The system’s core claim is bold: bridging both specification and verification via execution grounding is necessary for robust and general code synthesis. Gains from the two axes are largely additive, and neither is sufficient alone.
A canonical qualitative illustration is provided by direct CodeSIM vs. SolidCoder comparison on a list rotation error: mental simulation in CodeSIM yields a spurious PASS, while SolidCoder’s live execution triggers a concrete assertion failure, immediately surfacing the bug.
Figure 2: The Mental-Reality Gap on a rotation problem—only empirical execution (right) surfaces latent errors that simulated reasoning (left) overlooks.
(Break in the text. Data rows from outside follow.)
PR #733, opened 2026-07-27
fix(core): validate type in learn() and learnRouted() — closes #729

### LINKED ISSUE #729: learn() does not validate `type` against EngramSchema — schema-invalid engrams persist silently
`_buildEngramShape` takes `context?.type ?? 'behavioral'` and writes it through verbatim. Nothing on the write path checks it against the `type` enum, so any string the caller supplies is persisted.

Found while adding test-suite typechecking (#728): two suites had been passing `type: 'preference'` for an unknown length of time. `preference` is not a member of the enum and never has been — `importers/normalize.ts` maps it to `behavioral` precisely because it is a foreign vocabulary term that has to be folded into the four cognitive classes.

Confirmed it reaches disk:

```
RETURNED TYPE: "preference"
YAML:
    type: preference
    statement: I prefer concise commit messages
```

Consequences:

- `TYPE_TO_COGNITIVE['preference']` and `TYPE_TO_MEMORY_CLASS['preference']` both miss and fall back to `'remember'` / `'semantic'`. Those engrams got correct derived metadata by accident of the fallbacks, not by design.
- A stale enum value can sit in the corpus indefinitely with nothing noticing, which is exactly what happened.
- Anything downstream that switches exhaustively on `type` sees a value the type system says cannot exist.

The tests were fixed in #728. This issue is the source-side gap: `learn()` / `learnRouted()` should validate `type` rather than trusting the caller's string. Worth deciding whether an invalid type should throw or normalise — throwing is the loud option and consistent with how the guard paths behave, but it is a behaviour change for any caller currently writing junk.

plur9:
## What

`learn()` and `learnRouted()` accepted any string for `context.type` and wrote it verbatim to disk. A caller passing `type: 'preference'` (not a member of the enum) got an engram with an invalid `type` field that fell back through `TYPE_TO_COGNITIVE` and `TYPE_TO_MEMORY_CLASS` by accident of the fallback defaults.

## Fix

- Add `VALID_ENGRAM_TYPES` constant (a `Set<string>`) alongside `TYPE_TO_COGNITIVE`.
- Add a `TypeError` guard in `learn()` and `learnRouted()`, matching the fail-fast style of the secrets and validity-window guards. Both methods validate `type` **before** the secrets scan — cheapest check first, consistent error precedence between the two entry points.
- Two new tests: rejects `'preference'` / `'unknown'`; accepts all four valid types. Both in the async form (`await expect(...).rejects.toThrow` / `.resolves.toBeDefined()`) since `learn()`/`learnRouted()` are now async on `main`.

Rebased onto current `main` (`25b604d`); the branch is the single 24-line commit on top. The earlier `guard-remote-scope` / `guard-fuzz` fixture fixes collapsed to no-ops — `main` already carries them.

## Test

```
pnpm --filter @plur-ai/core test    # 2346 passed | 31 skipped (147/151 files)
pnpm --filter @plur-ai/mcp test     # 300 passed (24 files)
vitest run --project @plur-ai/cli   # 398 passed | 12 skipped (48 files)
pnpm -r build                       # clean
```

## Bench (`pnpm bench:micro`, 100 iterations, main vs branch)

| Operation | main | #733 | Δ mean | Δ % |
|---|---|---|---|---|
| learn | 3.48ms (p95 5.66) | 3.11ms (p95 3.57) | -0.37ms | -10.7% |
| recall_bm25 | 4.88ms (p95 7.95) | 5.02ms (p95 6.96) | +0.14ms | +3.0% |
| recall_hybrid | 111.16ms (p95 24.25) | 26.37ms (p95 34.06) | -84.78ms | -76.3% |
| inject | 0.49ms (p95 0.75) | 0.46ms (p95 0.89) | -0.03ms | -6.3% |
| inject_tokens | 1833 | 1833 | 0 | 0.0% |

The guard is one `Set.has` on the write path; all deltas are noise. `learn` (the only guarded op) is within run-to-run variance. The `recall_hybrid` mean delta is a cold-start artifact — the main run paid the one-time embedder model load in its first iteration (mean 111ms vs p95 24ms on the same run); the branch run had a warm cache. Untouched code path either way.

Closes #729

### DIFF
--- a/packages/core/src/index.ts
+++ b/packages/core/src/index.ts
@@ -471,6 +471,8 @@ const TYPE_TO_COGNITIVE: Record<string, string> = {
   architectural: 'evaluate',
 }
 
+const VALID_ENGRAM_TYPES = new Set<string>(['behavioral', 'terminological', 'procedural', 'architectural'])
+
 const INGEST_PATTERNS = [
   { re: /(?:we decided|the decision is|agreed to)\s+(.+?)\.?$/gim, type: 'architectural' as const },
   { re: /(?:always|never|must|should)\s+(.+?)\.?$/gim, type: 'behavioral' as const },
@@ -1833,6 +1835,11 @@ export class Plur {
     if (typeof statement !== 'string' || statement.length === 0) {
       throw new TypeError(`plur.learn: statement must be a non-empty string, got ${typeof statement}`)
     }
+    if (context?.type !== undefined && !VALID_ENGRAM_TYPES.has(context.type)) {
+      throw new TypeError(
+        `plur.learn: invalid type '${context.type}'. Must be one of: behavioral, terminological, procedural, architectural`
+      )
+    }
     if (!this.config.allow_secrets) {
       // Scan statement AND the caller-supplied fields that are exported verbatim /
       // rendered into agent context — `domain`, `tags`, `abstract` (#381, #389).
@@ -2134,6 +2141,11 @@ export class Plur {
    * forget that pretends success and leaves the user with a phantom ID).
    */
   async learnRouted(statement: string, context?: LearnContext): Promise<Engram> {
+    if (context?.type !== undefined && !VALID_ENGRAM_TYPES.has(context.type)) {
+      throw new TypeError(
+        `plur.learnRouted: invalid type '${context.type}'. Must be one of: behavioral, terminological, procedural, architectural`
+      )
+    }
     if (!this.config.allow_secrets) {
       // Scan statement AND the caller-supplied fields that are exported verbatim /
       // rendered into agent context — `domain`, `tags`, `abstract` (#381, #389).
--- a/packages/core/test/plur.test.ts
+++ b/packages/core/test/plur.test.ts
@@ -345,6 +345,18 @@ describe('Plur', () => {
       expect(engram.temporal).toBeUndefined()
     })
 
+    it('learn rejects an invalid type', async () => {
+      await expect(plur.learn('Something', { type: 'preference' as any })).rejects.toThrow(/invalid type/)
+      await expect(plur.learn('Something', { type: 'unknown' as any })).rejects.toThrow(/invalid type/)
+    })
+
+    it('learn accepts all four valid types', async () => {
+      const types = ['behavioral', 'terminological', 'procedural', 'architectural'] as const
+      for (const t of types) {
+        await expect(plur.learn(`Type test ${t}`, { type: t })).resolves.toBeDefined()
+      }
+    })
+
     it('learn rejects malformed valid_until', async () => {
       await expect(plur.learn('Something', { valid_until: 'end of Q2' })).rejects.toThrow(/valid_until/)
       await expect(plur.learn('Something', { valid_until: '2026-02-30' })).rejects.toThrow(/valid_until/)


crtahlin (changes requested):
The `type` guard is correct, but the PR is incomplete — **CI is red on all three Node versions** because the new guard breaks two pre-existing test fixtures it doesn't update.

## Blocking — CI failing (2865 pass / 2 fail)

The new guard (`index.ts:1406`) throws in two existing tests:

```
TypeError: plur.learn: invalid type 'preference'. Must be one of: behavioral, terminological, procedural, architectural
```

- `test/guard-remote-scope.test.ts:249` — `plur.learn(CLEAN_CORPUS[0], { scope: REMOTE_SCOPE, type: 'preference' })`
- `test/adversarial/guard-fuzz.test.ts:132` — `type: 'preference'`

Both use `'preference'` incidentally — they exercise the leak guard, not the `type` field — so the fix is a one-word change in each (`'preference'` → a valid type such as `'behavioral'`). Include those two fixture updates and CI goes green.

Root cause of the miss: the test plan ran only `packages/core/test/plur.test.ts`. This kind of guard needs the **full core suite** (`pnpm --filter @plur-ai/core test`), which surfaces the two fixtures immediately.

## The fix itself is good (keep it)

- `VALID_ENGRAM_TYPES = new Set(['behavioral','terminological','procedural','architectural'])`, checked as `context?.type !== undefined && !VALID_ENGRAM_TYPES.has(...)` — correct `!== undefined` (undefined stays allowed), applied to both `learn()` and `learnRouted()`, fail-fast in the style of the existing secrets/validity guards.
- Good new tests for the reject/accept paths.
- Correctly targets the #729 source bug that #728's typecheck gate surfaced.

## Coordinate with #728

#728 also fixes these exact two fixtures as part of its typecheck cleanup. Land the fixture fix once — either here (preferred, so #733 is self-contained and doesn't depend on the 197-file #728) or ensure they don't conflict when both merge.

plur9:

Practical and Theoretical Implications
Adopting concrete execution, coupled with property-based oracles, substantially mitigates the LLM hallucination pathology endemic to prior agentic pipelines. This refactoring of self-evaluation modalities exposes two broader implications for scalable code synthesis frameworks:
- Inference-time safety and regression preservation: Defensive Accumulation ensures old bugs do not resurface post-fix, an essential property for deployment in continuous integration and automated patching pipelines.
- Oracle-free verification: SolidCoder decouples code validation from ground-truth output access, extending applicability to settings—such as novel competitive problems—where only input constraints and invariants are available.
As LLMs are increasingly augmented with tool use and programmatic APIs, concrete execution will become a default primitive for robust software agents. SolidCoder’s results suggest the next bottleneck is not primitive code generation but rather rigorous, interpretable, and compositional self-verification; the design pattern extends naturally to repository-level, multi-language, and real-world development workflows.
Limitations and Future Directions
While SolidCoder’s evaluation is limited to function-level, Python-centric problems, the approach is extensible in principle. Language sandboxing, broader property oracle synthesis, and efficiency-aware routing are the next frontiers—especially as token and call overhead remain non-negligible on easy or already-solved tasks.
Further, under heterogeneous model compositions and cross-agent communication (e.g., different LLMs for code and test generation), propagation of systemic biases in oracle generation must be studied.
Conclusion
SolidCoder offers a methodical approach for closing the Mental-Reality Gap in LLM code generation by internalizing concrete execution at every critical planning and validation stage. Evidence demonstrates strong, consistent improvements over strong simulation-based pipelines and highlights the necessity of separating specification and verification axes for reliable, generalizable autonomous programming. Future research must generalize these principles to broader codebases, richer oracles, and more efficient conditional inference.